コンビーナ:*Groisman Pavel(University Corp. for Atmospheric Research Project Scientist at NOAA National Centers for Environmental Information, Asheville, North Carolina, USA)、Maksyutov Shamil(National Institute for Environmental Studies)、Kukavskaya Elena(VN Sukachev Institute of Forest, Siberian Branch of Russian Academy of Sciences)、Qi Jiaguo(Center for Global Change & Earth Observations, Michigan State University)、座長:Qi Jiaguo(Center for Global Change & Earth Observations, Michigan State University)

14:30 〜 14:45

[MIS01-04] Simulation of CO2 and CH4 in Siberia using coupled Eulerian-Lagrangian model

*Dmitry Belikov1,2,3Shamil Maksyutov1Alexander Ganshin3,4Ruslan Zhuravlev3,4Motoki Sasakawa1 (1.Center for Global Environmental Research National Institute for Environmental Studies、2.National Institute of Polar Research, Tokyo, Japan、3.Tomsk State University, Tomsk, Russia、4.Central Aerological Observatory, Dolgoprudny, Russia)

キーワード:atmospheric transport model, carbon cycle, carbon dioxide, methane

Siberia is an extensive geographical region with large amounts of plant biomass and soil organic carbon, so this region has a substantial sources and sinks of CO2 and CH4. The magnitude and distribution of CO2 and CH4 fluxes are still uncertain, so accurate estimation of carbon fluxes and study of CO2 and CH4 seasonal cycles in the subarctic regions are essential.
In this work, we use forward simulation employing the Global Eulerian–Lagrangian Coupled Atmospheric (GELCA) model in order to estimate CO2 and CH4 seasonal cycles in the subarctic.

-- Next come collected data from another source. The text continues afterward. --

PR #407, opened 2026-07-09
feat(server): Added support for Cursor as a provider. Defaults to com…

rookieInTraining:
Adds a `cursor` AI provider that runs Alumnium's agents on a Cursor subscription via the official @cursor/sdk local runtime, defaulting to composer-2.5 and authenticated with CURSOR_API_KEY.

Cursor exposes no chat-completions API, so ChatCursor adapts agent runs to a LangChain chat model: a fresh sandboxed throwaway agent per call (falling back gracefully where sandboxing is unsupported), tool calling emulated through a prompt/JSON contract with one corrective re-ask, a withStructuredOutput override that also parses cache hits, and SDK errors mapped to the existing retry semantics. Cursor-specific planner and retriever prompts keep browser-level actions (e.g. tab switching) plannable without tree grounding and single-value retrievals as plain strings.

The compiled binary cannot bundle the SDK's webpack-chunked dist and does not resolve node_modules at runtime, so the provider currently works only with the TypeScript npm package; the binary reports a clear error. Python and Java clients get the enum and default-model entries.


packages/typescript/scripts/build.ts
```diff
@@ -374,7 +374,14 @@ async function main() {
...
           entrypoints: [BIN_SRC_PATH, ...standaloneEmbeddedAssetPaths],
-          external: ["chromium-bidi", "electron"],
+          // NOTE: @cursor/sdk (a transitive dependency of
+          // @alumnium/langchain-cursor) is external because its
+          // webpack-chunked dist loads chunks dynamically
+          // (`require("./" + chunkId + ".js")`), which cannot be bundled into
+          // a single-file executable. Compiled binaries do not resolve
+          // node_modules at runtime either, so ChatCursor reports a clear
+          // unsupported error there.
+          external: ["chromium-bidi", "electron", "@cursor/sdk"],
```
p0deje, line 388: If I read this correctly, it means that a bundled binary cannot use the Cursor SDK. We probably need to embed their JS files directly, similar to how we embed Selenium atoms that are required in in runtime.

packages/typescript/src/llm/ChatCursorCache.test.ts
p0deje, line 1: This should go to `langchain-cursor`?

packages/typescript/src/server/agents/prompts/planner/cursor/system.md
p0deje, line 1: If this prompt is similar to OpenAI, we can just remove it, so that the Cursor model picks up OpenAI defaults.

p0deje: This goes for all other prompts.

packages/typescript/src/server/LlmFactory.ts
```diff
@@ -1,4 +1,5 @@
 import { ChatCodex } from "@alumnium/langchain-codex";
+import { ChatCursor } from "@alumnium/langchain-cursor";
```
p0deje: We'll need to publish it before.

packages/typescript/scripts/build.ts
rookieInTraining: The cursor-sdk [LICENSE](https://github.com/cursor/plugins/blob/main/cursor-sdk/LICENSE) might not allow embedding like Selenium atoms. Any other alternative approach that I can take?

packages/typescript/src/server/agents/prompts/planner/cursor/system.md
rookieInTraining: Noted, will make the change to OpenAI prompt.

packages/typescript/scripts/build.ts
p0deje: MIT allows embedding; this should not be a problem.

packages/typescript/src/llm/ChatCursorCache.test.ts
rookieInTraining: It's present here deliberately as it's consuming the alumnium's `Lchain.ts`. It's basically a compatibility check b/w Lchain and Langchain-cursor

PR #410, opened 2026-07-28
chore(dev): misc dev fixes

kossnocorp:
A few tiny fixes

### DIFF
--- a/mise.toml
+++ b/mise.toml
@@ -1,4 +1,4 @@
-experimental_monorepo_root = true
+monorepo_root = true
 [monorepo]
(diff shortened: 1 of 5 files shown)


mise.toml
```diff
@@ -1,4 +1,4 @@
-experimental_monorepo_root = true
+monorepo_root = true
```
p0deje, line 1: Does this need a new version of mise?

p0deje (approved):

mise.toml
kossnocorp: Well, yeah, you better run `mise self-update -y` regularily anyway

PR #416, opened 2026-08-04
Fix Java Area.get() missing null/noop check

reachsridhard:
# Fix Java `Area.get()` missing null/noop check

## Summary

When the server cannot extract requested data, it returns a `NOOP` result. Java's `Area.get()` was returning `null` instead of the server's explanation string, while every other implementation already handles this correctly.

---

## The Bug

`Area.get()` was calling `result.result().toObject()` directly:

```java
return result.result().toObject();
```

When the server returns a `NOOP` result, `result.result()` is `Data.NoopData.INSTANCE`, and `toObject()` returns `null`. As a result, callers receive `null` instead of the explanation returned by the server.

This behavior is inconsistent with the other SDK implementations, which correctly detect `NOOP` responses and return the explanation string.

---

## The Fix

Check whether the returned value is `null` or a `NOOP` before calling `toObject()`. If so, return the server's explanation wrapped in `Data.StringData`.

```java
Data value = result.result();

if (value == null || value.isNoop()) {
    return new Data.StringData(result.explanation());
}

return value.toObject();
```

This preserves the server-provided explanation instead of silently returning `null`.

---

## Files Changed

| File | Change |
|------|--------|
| `packages/java/src/main/java/ai/alumnium/Area.java` | Added a null/NOOP guard in `get()` and returned `new Data.StringData(result.explanation())` instead of `null`. |

---

## Why This Change?

- Prevents unexpected `null` values from being returned.
- Preserves the server's explanation for `NOOP` responses.
- Aligns the Java implementation with the behavior of the other SDKs.

---

## Test Plan

- Existing tests pass.
- Manually verified that when the server returns a `NOOP` result, `Area.get()` now returns the explanation string instead of `null`.
- Confirmed that normal (non-`NOOP`) responses continue to behave exactly as before.


reachsridhard:
@p0deje 

I’m getting the following CI issue. Could you please check? This should affect all PRs coming from forks, not just this one.

> Can't find 'action.yml' under '.github/actions/setup/post'

PR #421, opened 2026-08-07
chore(ci): set up tests pass threshold on CI + misc fixes

kossnocorp:
This PR introduces `ALUMNIUM_TEST_PASS_THRESHOLD_PCT` to make CI not report failure if the number of test failures is below 5%.

It allows us to notice if the system tests are failing because of the acceptable flakiness % or if there's something more significant.

---

It also includes misc test & types fixes to make CI pass.


.github/workflows/ci.yml
```diff
@@ -4,6 +4,7 @@ on:
   push:
     branches:
       - main
+      - ci-pass-threshold
```
p0deje: Let's change to `ci/*` pattern here so we can easily trigger new builds with similarly named branches.

.github/workflows/ci.yml
```diff
@@ -105,9 +111,9 @@ jobs:
     name: Java
     needs: test
     secrets: inherit
-    if: >
-      needs.test.outputs.permitted == 'true'
-        && needs.test.outputs.java-changed == 'true'
+    # if: >
```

GELCA consists of an Eulerian National Institute for Environmental Studies global Transport Model (NIES-TM) and a Lagrangian particle dispersion model (FLEXPART). This approach utilizes the accurate transport of the Lagrangian model to calculate the signal near to the receptors, and efficient calculation of background concentrations using the Eulerian global transport model.
We setup a long simulation period to obtain a better understanding of the role of emissions (using a set of CO2 and CH4 emissions scenarios), and transport model characteristics, such as the stratosphere/troposphere exchange and tracers concentration variations in the troposphere. We also analyzed modeled and observed long and short-term trend, seasonal cycle of CO2 and CH4.
Model results were compared with observations from the World Data Centre for Greenhouse Gases (WDCGG 2015) and the Siberian observations obtained by the Center for Global Environmental Research (CGER) of the National Institute for Environmental Studies (NIES) and the Russian Academy of Science (RAS), from six tower sites (JR-STATION).
The analyses have shown that CELGA is effective in capturing the seasonal variability of atmospheric tracer at observation sites strongly influenced by local emissions and global transport at the same time.